DATA FOR REVIEW -
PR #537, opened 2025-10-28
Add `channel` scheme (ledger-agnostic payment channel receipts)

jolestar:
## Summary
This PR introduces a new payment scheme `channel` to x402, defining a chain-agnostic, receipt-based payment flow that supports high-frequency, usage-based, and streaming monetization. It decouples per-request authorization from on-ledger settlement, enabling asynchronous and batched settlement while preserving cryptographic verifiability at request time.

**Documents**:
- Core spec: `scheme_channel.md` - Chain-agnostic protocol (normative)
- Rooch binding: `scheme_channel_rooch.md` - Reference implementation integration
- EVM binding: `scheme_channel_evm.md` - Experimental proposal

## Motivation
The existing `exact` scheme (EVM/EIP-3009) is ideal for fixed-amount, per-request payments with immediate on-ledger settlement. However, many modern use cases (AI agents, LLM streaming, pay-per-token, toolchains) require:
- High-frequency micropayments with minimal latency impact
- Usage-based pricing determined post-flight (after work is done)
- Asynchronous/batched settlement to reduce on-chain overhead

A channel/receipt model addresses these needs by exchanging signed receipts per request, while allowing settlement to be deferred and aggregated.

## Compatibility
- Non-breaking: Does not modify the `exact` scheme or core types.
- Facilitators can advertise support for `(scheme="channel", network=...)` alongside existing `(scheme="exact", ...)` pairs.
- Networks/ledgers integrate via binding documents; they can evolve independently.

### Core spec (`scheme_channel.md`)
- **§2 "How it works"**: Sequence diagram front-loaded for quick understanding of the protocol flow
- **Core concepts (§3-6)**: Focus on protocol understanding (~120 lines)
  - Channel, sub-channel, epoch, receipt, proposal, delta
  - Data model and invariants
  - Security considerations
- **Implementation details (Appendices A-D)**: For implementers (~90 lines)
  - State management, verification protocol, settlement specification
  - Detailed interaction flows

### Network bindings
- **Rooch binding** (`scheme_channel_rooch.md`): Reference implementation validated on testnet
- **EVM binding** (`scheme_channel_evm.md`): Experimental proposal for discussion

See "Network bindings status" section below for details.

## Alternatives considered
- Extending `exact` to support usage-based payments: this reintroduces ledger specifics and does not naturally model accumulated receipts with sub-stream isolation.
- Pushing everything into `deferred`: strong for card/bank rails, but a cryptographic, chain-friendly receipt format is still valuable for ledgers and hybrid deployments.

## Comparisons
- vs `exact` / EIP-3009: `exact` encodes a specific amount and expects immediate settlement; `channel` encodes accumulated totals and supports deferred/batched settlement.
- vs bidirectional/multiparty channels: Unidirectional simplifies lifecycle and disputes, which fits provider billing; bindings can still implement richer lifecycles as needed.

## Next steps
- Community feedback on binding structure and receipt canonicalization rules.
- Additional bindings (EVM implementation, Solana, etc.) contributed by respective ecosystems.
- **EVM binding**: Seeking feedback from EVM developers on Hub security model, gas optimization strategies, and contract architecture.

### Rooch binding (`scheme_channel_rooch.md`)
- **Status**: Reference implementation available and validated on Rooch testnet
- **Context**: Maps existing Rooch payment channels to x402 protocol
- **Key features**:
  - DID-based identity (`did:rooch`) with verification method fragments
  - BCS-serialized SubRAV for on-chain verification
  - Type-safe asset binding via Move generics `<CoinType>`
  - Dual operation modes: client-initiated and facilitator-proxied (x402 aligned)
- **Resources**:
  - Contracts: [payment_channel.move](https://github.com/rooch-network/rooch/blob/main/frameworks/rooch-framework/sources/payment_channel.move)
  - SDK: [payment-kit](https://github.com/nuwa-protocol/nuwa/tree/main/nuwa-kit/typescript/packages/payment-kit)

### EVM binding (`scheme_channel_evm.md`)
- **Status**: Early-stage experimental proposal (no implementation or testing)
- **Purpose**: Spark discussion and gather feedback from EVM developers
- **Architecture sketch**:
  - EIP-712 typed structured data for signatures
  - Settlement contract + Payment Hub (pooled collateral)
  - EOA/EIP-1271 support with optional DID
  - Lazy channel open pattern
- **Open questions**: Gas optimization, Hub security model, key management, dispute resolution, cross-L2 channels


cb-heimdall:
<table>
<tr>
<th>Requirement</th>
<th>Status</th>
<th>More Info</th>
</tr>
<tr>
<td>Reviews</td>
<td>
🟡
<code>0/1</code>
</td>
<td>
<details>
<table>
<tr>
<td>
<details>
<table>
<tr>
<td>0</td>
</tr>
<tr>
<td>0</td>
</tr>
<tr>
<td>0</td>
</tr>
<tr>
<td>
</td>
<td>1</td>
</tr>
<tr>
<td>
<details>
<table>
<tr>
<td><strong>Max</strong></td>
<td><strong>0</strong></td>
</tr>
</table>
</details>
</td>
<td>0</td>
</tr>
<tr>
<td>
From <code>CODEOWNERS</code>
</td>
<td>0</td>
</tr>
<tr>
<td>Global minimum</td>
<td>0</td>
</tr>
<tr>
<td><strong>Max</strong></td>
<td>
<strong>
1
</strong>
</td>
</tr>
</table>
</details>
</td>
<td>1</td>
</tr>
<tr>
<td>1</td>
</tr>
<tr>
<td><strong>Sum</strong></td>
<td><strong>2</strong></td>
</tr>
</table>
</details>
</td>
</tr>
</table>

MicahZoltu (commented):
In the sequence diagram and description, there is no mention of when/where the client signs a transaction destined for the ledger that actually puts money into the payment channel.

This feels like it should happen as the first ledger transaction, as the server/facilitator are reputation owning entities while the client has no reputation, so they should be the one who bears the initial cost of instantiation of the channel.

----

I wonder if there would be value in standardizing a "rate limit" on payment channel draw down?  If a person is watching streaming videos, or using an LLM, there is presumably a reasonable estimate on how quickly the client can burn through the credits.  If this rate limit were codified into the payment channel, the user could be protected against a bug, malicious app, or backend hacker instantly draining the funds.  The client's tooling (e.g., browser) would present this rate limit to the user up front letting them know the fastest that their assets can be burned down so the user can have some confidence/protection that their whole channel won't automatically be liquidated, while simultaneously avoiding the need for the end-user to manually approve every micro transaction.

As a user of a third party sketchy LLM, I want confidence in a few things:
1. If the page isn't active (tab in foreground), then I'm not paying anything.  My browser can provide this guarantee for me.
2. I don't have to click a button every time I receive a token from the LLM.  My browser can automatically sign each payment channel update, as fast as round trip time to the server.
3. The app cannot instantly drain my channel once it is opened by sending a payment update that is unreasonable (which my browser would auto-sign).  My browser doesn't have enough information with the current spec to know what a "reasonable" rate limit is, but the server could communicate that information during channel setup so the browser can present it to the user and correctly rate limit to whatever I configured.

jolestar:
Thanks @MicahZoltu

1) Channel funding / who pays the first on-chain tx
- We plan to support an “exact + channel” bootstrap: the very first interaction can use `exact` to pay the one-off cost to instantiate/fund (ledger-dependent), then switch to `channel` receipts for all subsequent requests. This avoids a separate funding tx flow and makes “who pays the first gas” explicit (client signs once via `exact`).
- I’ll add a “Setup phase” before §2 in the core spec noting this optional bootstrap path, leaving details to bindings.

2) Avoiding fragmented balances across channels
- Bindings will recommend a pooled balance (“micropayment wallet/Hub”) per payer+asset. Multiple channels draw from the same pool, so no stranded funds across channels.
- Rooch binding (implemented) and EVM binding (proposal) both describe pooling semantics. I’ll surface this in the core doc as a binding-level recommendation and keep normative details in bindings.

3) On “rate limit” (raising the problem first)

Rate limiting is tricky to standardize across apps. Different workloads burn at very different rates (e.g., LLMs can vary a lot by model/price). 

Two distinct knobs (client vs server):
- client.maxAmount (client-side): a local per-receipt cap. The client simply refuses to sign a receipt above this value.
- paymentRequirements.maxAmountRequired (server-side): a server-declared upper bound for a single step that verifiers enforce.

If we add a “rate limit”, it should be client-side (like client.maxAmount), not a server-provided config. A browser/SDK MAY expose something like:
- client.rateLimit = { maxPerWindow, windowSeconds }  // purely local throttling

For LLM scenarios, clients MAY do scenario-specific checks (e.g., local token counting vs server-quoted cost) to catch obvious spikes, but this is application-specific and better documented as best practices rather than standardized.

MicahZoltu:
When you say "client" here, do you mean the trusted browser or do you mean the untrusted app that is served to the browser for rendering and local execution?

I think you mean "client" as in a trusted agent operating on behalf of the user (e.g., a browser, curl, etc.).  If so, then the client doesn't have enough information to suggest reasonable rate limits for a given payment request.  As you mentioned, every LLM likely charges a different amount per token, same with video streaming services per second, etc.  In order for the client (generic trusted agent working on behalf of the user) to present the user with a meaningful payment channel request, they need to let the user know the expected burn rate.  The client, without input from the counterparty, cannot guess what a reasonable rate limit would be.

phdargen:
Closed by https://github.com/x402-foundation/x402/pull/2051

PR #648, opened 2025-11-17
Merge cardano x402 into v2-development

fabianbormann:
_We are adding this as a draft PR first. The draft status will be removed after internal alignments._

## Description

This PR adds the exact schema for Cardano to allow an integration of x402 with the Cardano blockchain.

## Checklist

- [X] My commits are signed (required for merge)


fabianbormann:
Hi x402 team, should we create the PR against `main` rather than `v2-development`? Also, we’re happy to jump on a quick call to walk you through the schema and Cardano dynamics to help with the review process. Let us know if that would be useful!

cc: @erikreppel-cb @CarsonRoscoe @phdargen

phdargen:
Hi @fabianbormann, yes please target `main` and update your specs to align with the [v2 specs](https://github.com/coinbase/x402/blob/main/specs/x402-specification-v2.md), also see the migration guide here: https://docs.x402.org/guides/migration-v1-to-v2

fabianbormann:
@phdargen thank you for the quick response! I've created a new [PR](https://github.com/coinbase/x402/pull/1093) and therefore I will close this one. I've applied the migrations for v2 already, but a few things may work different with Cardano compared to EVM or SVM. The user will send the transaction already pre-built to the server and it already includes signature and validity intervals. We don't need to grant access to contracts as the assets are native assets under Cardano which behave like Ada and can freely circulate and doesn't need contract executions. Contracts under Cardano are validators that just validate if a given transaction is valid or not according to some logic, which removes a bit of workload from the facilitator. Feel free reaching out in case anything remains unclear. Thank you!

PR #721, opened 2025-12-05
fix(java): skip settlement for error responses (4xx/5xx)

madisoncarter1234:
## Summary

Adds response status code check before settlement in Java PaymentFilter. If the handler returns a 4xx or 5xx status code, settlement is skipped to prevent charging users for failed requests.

EXERCISE DESCRIPTION - Repeat, character for character, the lines of the material above from the line with "Thanks @MicahZoltu" through the line with "1) Channel funding".

ANSWER BELOW -
Thanks @MicahZoltu

1) Channel funding / who pays the first on-chain tx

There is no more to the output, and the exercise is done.